It's no secret that artificial intelligence (AI) is transforming the software development world. But what's currently less discussed is the significant difference in architecture between traditional software development and AI-driven development, and the implications of this.
In the olden days, software development was deterministic, using logical statements like "if-else" to dictate the software's behavior. These rules were set in stone, and the software operated according to those rules every time. But with AI-driven architectures, things get a bit more interesting.
Instead of following a set of rules, AI-driven software learns from data and adapts to make decisions based on probability.
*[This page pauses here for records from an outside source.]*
PR #121, opened 2022-03-15
Add flexibility to apply the Interferometer

sylviemonet:
**Context:**
Add one argument for Interferometer in mrmustard/lab/gates.py

Add the argument 'modes' which indicates where the Interferometer is applied. And add the possible ValueError, when we have both arguments: num_modes and modes to guarantee they are consistent.

**Benefits:**
More flexibility for the application.


ziofil (changes requested):
great! (sorry it took so long). Please update the changelog 👍

sylviemonet:
> Great! (sorry it took so long). Could you update the changelog? : )
> 
> EDIT: I think the 'request changes' option was not the right one to request changes 🤔

I haven't found the changelog...

sduquemesa:
Hi @sylviemonet! The `CHANGELOG` file is in the `.github` folder. I can add a new entry for you if that's ok. 

Also, I'm pushing some commits to make your PR work with the recent version of MM. Hope that's alright 🙃

sylviemonet:
> Hi @sylviemonet! The `CHANGELOG` file is in the `.github` folder. I can add a new entry for you if that's ok.
> 
> Also, I'm pushing some commits to make your PR work with the recent version of MM. Hope that's alright 🙃

Thanks @sduquemesa! I hope it works. I found the changelog now.

sduquemesa:
@sylviemonet sure! that'd be very helpful. I think this is only missing the case in which the error is raised (when `modes` and `num_modes` are defined at the same time)

ziofil (approved):
👍

sylviemonet:
Are there some special black params for MM? I just blacked it but it doesn't work.

sduquemesa:
I usually do `black -l 100 mrmustard/ tests/` for formatting

sylviemonet:
> I usually do `black -l 100 mrmustard/ tests/` for formatting

Thanks, @sduquemesa , could you please tell me if the test is right (My first time writing the test about the raise error case) and in the right place (I'm not sure about this)?

tests/random.py
```diff
@@ -149,6 +149,18 @@ def random_Interferometer(draw, num_modes, trainable=False):
...
+@st.composite
+def random_Interferometer_param(draw, trainable=False):
+    n_modes = [0,1,2]
+    modes = [2,5,6]
+    try:
+        Interferometer(num_modes=num_modes, orthogonal_trainable=trainable, modes=modes)
+    except:
+        pass
+    else:
+        raise AssertionError("No error here!")
```
sduquemesa: Thanks @sylviemonet! I think this should be placed in `tests/test_lab/test_gates_fock.py`. Also, pytest has a functionality to test error scenarios — you can use it as follows:
```suggestion
def random_Interferometer_param():
    n_modes = [0,1,2]
    modes = [2,5,6]
    with pytest.raises(ValueError):
        Interferometer(num_modes=num_modes, modes=modes)
```
here `pytest.raises` will succeed if `ValueError` is raised and fail otherwise.

tests/test_lab/test_gates_fock.py
```diff
@@ -125,3 +125,10 @@ def test_fock_representation_mzgate(phi_a, phi_b):
     MZ = MZgate(phi_a=phi_a, phi_b=phi_b, internal=False)
     expected = mzgate(theta=phi_b, phi=phi_a, cutoff=20)
     assert np.allclose(expected, MZ.U(cutoffs=[20, 20]), atol=1e-5)
+
+
+def random_Interferometer_param():
+    n_modes = [0,1,2]
+    modes = [2,5,6]
+    with pytest.raises(ValueError):
+        Interferometer(num_modes=num_modes, modes=modes)
```
sduquemesa, line 134: Excellent 🚀

tests/random.py
sylviemonet: Thank you so much for this kind help. (I thought MM uses the Hypothesis for testing without Pytest...)

sduquemesa:
@sylviemonet let me check...

sduquemesa:
I think I found the issue: all test functions should start with `test_`, if not they won't run. I've changed the name.

sylviemonet:
> I think I found the issue: all test functions should start with `test_`, if not they won't run. I've changed the name.

Thanks for this tip, but I'm wondering why the tests in the random.py do not obey this rule.

sduquemesa:
Oh, `random.py` is not a test file. The functions there are used to generate random inputs to the tests, for example

```python
@st.composite
def modes(draw, num_modes):
```

produces a list of integers of length `num_modes` that are used to randomly define modes.

sduquemesa:
This is ready to merge @sylviemonet! 🚀 On you to press the green button!

sylviemonet:
> This is ready to merge @sylviemonet! 🚀 On you to press the green button!

Thanks a lot!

Given the same inputs, you shouldn't expect the same outputs when repeated.
One of the biggest implications of non-deterministic AI-driven architectures is that it requires a different approach to testing.
Currently many AI applications are simple interfaces with an AI model or API, like OpenAI's GPT-4. But that is changing, as can be clearly illustrated from this video:
Apps built on top of these models will build increasingly sophisticated architectures to learn personal preferences, tone of voice (which can alter significantly for a person based on the context), and many other variables.
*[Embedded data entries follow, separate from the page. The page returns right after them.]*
PR #59, opened 2021-12-15
save last used wallet

Kevingislason:
Default to the user's most recently used polkadot.js account (as opposed to the user's first account)


dansofter (approved):
LGTM!

PR #63, opened 2021-12-20
add public accounts label

Kevingislason:
Label the public accounts dropdown so that users confuse public and private accounts somewhat less


dansofter (approved):
LGTM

It's worth thinking about how this changes other aspects of software development.
Traditional software testing is relatively simple - check if the software behaves according to the rules the programmer has written. But with AI-driven architectures, testing is more complex because the software's behavior is constantly changing based on new data inputs. As a result, testing will need to adapt.
This means that automated testing needs to be designed differently for AI-driven architectures. Automated testing typically relies on a set of predetermined test cases that the software must pass to be considered valid. But with AI, these test cases need to take into account the non-deterministic nature of the software's behavior, which requires a more comprehensive approach.
The non-deterministic nature of AI-driven architectures also has an impact on product iteration. In traditional software development, product iteration involves making incremental changes to the software's behavior to improve its performance or add new features. But with AI-driven architectures, improvements to the product are much subtler than adding new features.